| Task |
Sort through the entries below and pull out lines containing the word "with".

| Provided records |
PR #40, opened 2015-01-27
Add simple logging, appending events and facts to a local text file

tripu:
* The *History* functions are now in their own module.
* There is a new config variable `DEFAULT_LOG_LOCATION` (suggested value: `.`).
* The log filename is `<DEFAULT_LOG_LOCATION>/echidna-<VERSION>.log`.
* Messages are appended to the log file with an automatic timestamp.

This is the second half of the work in the 2nd row in [the table of pending tasks](https://www.w3.org/Team/wiki/Publications_workflow_design#Summary); *"publication request form"*.

### DIFF
--- a/app.js
+++ b/app.js
@@ -11,12 +11,12 @@ var exec = require('child_process').exec;
 var path = require('path');
 var Request = require('request');
 var Promise = require('promise');
-var Stack = require('immutable').Stack;
 
 var DocumentDownloader = require("./functions.js").DocumentDownloader;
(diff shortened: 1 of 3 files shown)


astorije:
As discussed on IRC, this breaks [purity](https://en.wikipedia.org/wiki/Pure_function) as it adds side effects and prevents testing, for example.
Another issue is that it mixes up usages: History is human readable only, where logging should be its own task.

I plan to refactor this later.

tripu:
Fair enough concerns, @astorije &mdash; sure we'll fix that when we can refactor.

PR #52, opened 2015-02-02
send emails notifications using webreq

deniak:


astorije:
@deniak, the [Linux man page](http://linux.die.net/man/1/mail) says that `-a` is for attachements and mentions `-r` for the `From:` field. Am I looking at the wrong man page?

deniak:
@astorije we are using [bsd-mailx](http://man.he.net/man1/bsd-mailx)
```
     -a      Specify additional header fields on the command line such as "X-
             Loop: foo@bar" etc.  You have to use quotes if the string con-
             tains spaces.  This argument may be specified more than once, the
             headers will then be concatenated.
```

PR #56, opened 2015-02-02
Add a web-based testbed that automatically submits a batch of publications to Echidna and monitors results

tripu:
Change `http://localhost:3001/` to make it a better tool for automated testing of the system.

The testbed lists all specs and some metadata about them. A rudimentary *console* and a simple *inspector* allow the user to track progress of submitted specs. A *settings* sections at the top of the page makes it possible to easily test instances of Echidna deployed in different hosts/ports. Specs can be examined one by one; their contents, metadata, and errors thrown at each stage of the publication process.

In addition to that:
* Load specs and their metadata asynchronously from a new JSON file (prerrequisite to better handle those test cases, their metadata and publication results form the test page).
* Add CORS support, to be able to restrict usage of the Echidna API to an approved set of clients; new configuration variable `ALLOWED_CLIENTS` used for this.
* Better handle errors when starting the servers (both Echidna and test server); specifically, RTEs when the port is already in use.
* Use jQuery for DOM manipulation and AJAJ.
* Start using JS' *strict mode* in a few more files.
* Update test assertions to adapt to the contents of the new dynamic test page.
* Update the documentation accordingly.


app.js
```diff
@@ -1,3 +1,4 @@
+
```
astorije: ?!
Please remove, unnecessary...

tripu:
@astorije, I've removed my old-fashioned `EOF` comments because I understand they're not common at all, and my reasons to use them (as delimiters when I'm scrolling on an editor, `less`ing on the terminal, or reading code on paper) are personal preferences and not solid arguments :)

Regarding blank lines around the body of functions, blocks and `return` statements, and at the beginning and end of files&nbsp;&mdash;&nbsp;I'm not changing them, at least not until we decide on a common coding style. Blank lines don't cost a thing, and make the code more readable.

I'm addressing your other comments inline.

test/lib/testserver.js
```diff
@@ -50,7 +63,14 @@ TestServer.start = function () {
     init();
   }
   do {
-    server = app.listen(port);
+    server = app.listen(port)
+      .on('error', function(err) {
+        if ('EADDRINUSE' === err.code) {
+          // Just continue trying.
```
tripu: Yes, having two blocks here isn't necessary. I just wanted to make it explicit with the comment why we're capturing and handling every possible error, except `EADDRINUSE`. It would look a bit weird otherwise. Just legibility.

test/views/behaviour.js
```diff
@@ -0,0 +1,193 @@
+
+/**
+ * Behaviour of the Echidna testbed.
+ *
+ * @author Antonio <antonio@w3.org>
+ */
+
+'use strict';
```
tripu: Why? `'use strict';` is code, and so is close to the code; the documentation comment at the beginning of a file documents the entire file (including that statement), not only the function/class following it.

test/views/behaviour.js
```diff
@@ -0,0 +1,193 @@
...
+function dumpObject(obj) {
+
+    inspector = inspector || $('pre#inspector');
+
+    if (!obj) {
+        inspector.text('');
+    }
+    else {
+        inspector.text(JSON.stringify(obj, null, 2));
+    }
```
tripu: Again, our preference about this isn't decided yet. Douglas Crockford and others advocate always wrapping blocks in curly brackets, to avoid common mistakes, and I think it's a good idea.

| Result of this exercise |
* Messages are appended to the log file with an automatic timestamp.
tripu: Yes, having two blocks here isn't necessary. I just wanted to make it explicit with the comment why we're capturing and handling every possible error, except `EADDRINUSE`. It would look a bit weird otherwise. Just legibility.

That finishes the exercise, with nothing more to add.